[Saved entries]
^^^^^^^^^^^^^^^^

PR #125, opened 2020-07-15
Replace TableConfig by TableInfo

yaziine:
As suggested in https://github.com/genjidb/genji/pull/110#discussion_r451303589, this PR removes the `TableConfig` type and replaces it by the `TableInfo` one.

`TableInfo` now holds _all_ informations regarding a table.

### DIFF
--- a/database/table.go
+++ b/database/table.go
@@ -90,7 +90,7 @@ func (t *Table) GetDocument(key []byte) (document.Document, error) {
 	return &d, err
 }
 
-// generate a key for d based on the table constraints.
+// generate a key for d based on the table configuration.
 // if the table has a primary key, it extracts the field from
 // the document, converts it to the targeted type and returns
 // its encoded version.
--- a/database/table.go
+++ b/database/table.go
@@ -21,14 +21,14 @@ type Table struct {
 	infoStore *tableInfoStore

^^^^^^^^^^^^^^^^

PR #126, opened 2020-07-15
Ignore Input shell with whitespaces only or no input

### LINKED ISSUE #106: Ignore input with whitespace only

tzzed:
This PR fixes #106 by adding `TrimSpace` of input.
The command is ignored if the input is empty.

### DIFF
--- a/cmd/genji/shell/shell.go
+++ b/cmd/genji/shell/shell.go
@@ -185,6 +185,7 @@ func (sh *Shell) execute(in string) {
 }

^^^^^^^^^^^^^^^^

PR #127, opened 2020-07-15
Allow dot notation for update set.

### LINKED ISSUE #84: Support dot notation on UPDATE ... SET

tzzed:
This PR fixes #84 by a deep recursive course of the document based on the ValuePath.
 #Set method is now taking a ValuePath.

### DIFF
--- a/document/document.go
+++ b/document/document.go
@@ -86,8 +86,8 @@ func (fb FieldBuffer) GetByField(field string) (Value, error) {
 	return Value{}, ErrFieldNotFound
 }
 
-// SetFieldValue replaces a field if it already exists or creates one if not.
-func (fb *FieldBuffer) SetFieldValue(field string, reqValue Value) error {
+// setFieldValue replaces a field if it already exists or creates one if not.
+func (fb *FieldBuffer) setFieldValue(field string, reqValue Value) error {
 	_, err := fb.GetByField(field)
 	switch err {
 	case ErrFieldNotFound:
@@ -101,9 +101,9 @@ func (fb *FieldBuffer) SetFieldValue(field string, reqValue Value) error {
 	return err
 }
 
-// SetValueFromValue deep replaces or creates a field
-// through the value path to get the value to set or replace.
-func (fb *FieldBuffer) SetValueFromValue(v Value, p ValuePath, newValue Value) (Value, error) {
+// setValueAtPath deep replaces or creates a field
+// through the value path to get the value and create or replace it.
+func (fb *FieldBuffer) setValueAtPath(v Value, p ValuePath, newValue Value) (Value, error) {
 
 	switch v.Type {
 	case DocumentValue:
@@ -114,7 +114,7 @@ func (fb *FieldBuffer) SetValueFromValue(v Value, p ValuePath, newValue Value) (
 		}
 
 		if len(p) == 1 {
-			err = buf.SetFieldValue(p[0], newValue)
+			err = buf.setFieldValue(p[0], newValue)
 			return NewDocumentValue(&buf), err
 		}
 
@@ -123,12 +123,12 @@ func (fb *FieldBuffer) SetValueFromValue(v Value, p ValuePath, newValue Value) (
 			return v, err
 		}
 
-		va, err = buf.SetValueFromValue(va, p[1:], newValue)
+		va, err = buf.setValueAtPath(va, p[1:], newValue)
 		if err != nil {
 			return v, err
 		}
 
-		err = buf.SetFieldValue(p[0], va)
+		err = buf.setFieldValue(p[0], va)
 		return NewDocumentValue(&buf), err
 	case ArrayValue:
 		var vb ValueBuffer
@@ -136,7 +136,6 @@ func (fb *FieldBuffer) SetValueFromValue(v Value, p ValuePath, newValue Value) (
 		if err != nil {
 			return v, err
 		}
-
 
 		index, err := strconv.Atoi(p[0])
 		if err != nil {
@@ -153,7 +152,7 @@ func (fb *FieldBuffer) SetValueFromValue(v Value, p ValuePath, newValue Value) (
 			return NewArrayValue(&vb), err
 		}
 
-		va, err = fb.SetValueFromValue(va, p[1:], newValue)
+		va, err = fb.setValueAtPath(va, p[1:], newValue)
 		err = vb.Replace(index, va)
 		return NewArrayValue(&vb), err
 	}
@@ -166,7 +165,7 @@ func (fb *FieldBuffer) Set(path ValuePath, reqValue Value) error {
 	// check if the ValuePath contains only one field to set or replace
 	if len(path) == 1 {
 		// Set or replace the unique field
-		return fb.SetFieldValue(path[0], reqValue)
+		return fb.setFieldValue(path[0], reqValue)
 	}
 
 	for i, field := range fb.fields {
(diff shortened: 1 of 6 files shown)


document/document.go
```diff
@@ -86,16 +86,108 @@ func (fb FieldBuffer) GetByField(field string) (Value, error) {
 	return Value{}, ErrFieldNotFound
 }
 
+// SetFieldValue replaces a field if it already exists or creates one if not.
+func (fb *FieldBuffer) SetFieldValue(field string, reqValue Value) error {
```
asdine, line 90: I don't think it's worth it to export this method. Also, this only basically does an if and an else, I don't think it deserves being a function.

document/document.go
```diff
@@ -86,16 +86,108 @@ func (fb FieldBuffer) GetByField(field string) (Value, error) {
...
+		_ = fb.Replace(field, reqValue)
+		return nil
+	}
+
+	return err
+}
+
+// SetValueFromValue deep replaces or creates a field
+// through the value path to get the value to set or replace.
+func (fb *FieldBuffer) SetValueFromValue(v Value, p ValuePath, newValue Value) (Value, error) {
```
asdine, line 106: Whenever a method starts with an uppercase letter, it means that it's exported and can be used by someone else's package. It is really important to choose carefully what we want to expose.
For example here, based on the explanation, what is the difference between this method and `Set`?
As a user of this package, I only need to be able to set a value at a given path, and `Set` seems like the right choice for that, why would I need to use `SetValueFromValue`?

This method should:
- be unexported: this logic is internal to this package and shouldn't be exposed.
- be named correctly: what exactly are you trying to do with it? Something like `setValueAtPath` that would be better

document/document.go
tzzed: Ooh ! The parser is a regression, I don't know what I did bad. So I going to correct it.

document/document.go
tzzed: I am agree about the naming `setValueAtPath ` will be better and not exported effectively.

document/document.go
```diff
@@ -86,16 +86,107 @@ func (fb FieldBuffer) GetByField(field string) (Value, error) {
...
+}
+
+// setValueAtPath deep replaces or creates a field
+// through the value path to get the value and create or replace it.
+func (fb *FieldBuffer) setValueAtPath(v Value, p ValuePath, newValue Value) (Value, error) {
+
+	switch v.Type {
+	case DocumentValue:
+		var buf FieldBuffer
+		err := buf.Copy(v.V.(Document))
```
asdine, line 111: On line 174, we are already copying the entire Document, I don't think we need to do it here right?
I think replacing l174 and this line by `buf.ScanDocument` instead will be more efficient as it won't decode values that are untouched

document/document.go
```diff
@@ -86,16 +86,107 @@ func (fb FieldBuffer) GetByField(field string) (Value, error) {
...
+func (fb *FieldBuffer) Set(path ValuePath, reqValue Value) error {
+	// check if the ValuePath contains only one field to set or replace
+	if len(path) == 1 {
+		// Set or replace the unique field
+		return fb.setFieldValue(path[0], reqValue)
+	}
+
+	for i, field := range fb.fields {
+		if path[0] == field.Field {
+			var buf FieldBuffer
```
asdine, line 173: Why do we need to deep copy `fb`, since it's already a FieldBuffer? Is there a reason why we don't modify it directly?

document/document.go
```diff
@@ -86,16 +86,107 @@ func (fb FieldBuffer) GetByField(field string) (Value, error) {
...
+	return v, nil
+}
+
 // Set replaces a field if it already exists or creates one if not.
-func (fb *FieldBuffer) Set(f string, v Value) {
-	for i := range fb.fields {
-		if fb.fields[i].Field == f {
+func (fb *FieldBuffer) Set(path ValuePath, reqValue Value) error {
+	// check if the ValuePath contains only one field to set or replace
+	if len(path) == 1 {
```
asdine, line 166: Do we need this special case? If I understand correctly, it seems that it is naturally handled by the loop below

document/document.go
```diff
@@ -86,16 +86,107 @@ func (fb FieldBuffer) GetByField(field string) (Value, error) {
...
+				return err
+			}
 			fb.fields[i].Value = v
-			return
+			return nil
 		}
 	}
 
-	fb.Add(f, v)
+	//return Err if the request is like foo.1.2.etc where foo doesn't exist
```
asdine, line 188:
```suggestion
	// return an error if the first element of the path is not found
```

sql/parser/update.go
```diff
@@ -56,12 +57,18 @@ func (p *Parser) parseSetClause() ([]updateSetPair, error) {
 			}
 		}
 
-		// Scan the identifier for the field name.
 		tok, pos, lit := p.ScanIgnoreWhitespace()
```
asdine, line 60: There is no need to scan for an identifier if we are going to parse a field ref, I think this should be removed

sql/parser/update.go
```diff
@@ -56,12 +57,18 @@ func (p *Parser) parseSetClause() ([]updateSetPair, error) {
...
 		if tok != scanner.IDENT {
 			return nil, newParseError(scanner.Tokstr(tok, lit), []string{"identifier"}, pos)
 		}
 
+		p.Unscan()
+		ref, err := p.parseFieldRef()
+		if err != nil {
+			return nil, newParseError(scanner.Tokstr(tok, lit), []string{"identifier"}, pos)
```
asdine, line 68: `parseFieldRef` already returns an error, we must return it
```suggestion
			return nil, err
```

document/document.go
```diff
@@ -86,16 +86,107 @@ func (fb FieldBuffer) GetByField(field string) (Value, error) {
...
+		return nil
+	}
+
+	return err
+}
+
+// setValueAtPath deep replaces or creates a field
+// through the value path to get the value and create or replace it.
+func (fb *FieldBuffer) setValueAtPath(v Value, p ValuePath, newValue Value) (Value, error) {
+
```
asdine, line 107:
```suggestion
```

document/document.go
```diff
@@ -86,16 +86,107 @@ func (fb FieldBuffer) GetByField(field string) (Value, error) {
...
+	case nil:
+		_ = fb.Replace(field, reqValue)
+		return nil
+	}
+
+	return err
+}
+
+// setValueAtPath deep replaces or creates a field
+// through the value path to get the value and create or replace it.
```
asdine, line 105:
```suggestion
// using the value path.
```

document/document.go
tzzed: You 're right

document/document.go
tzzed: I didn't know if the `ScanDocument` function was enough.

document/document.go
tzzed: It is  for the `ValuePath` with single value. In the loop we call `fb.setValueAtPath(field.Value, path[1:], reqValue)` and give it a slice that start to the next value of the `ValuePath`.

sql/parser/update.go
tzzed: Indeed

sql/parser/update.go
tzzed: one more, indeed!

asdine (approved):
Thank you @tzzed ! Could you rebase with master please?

^^^^^^^^^^^^^^^^

Instructions to follow —
Repeat, exactly as they stand above, the lines from the line with "PR #125, opened 2020-07-15" to the line with "As suggested in", both lines included.

Solution to this problem —
PR #125, opened 2020-07-15
Replace TableConfig by TableInfo

yaziine:
As suggested in https://github.com/genjidb/genji/pull/110#discussion_r451303589, this PR removes the `TableConfig` type and replaces it by the `TableInfo` one.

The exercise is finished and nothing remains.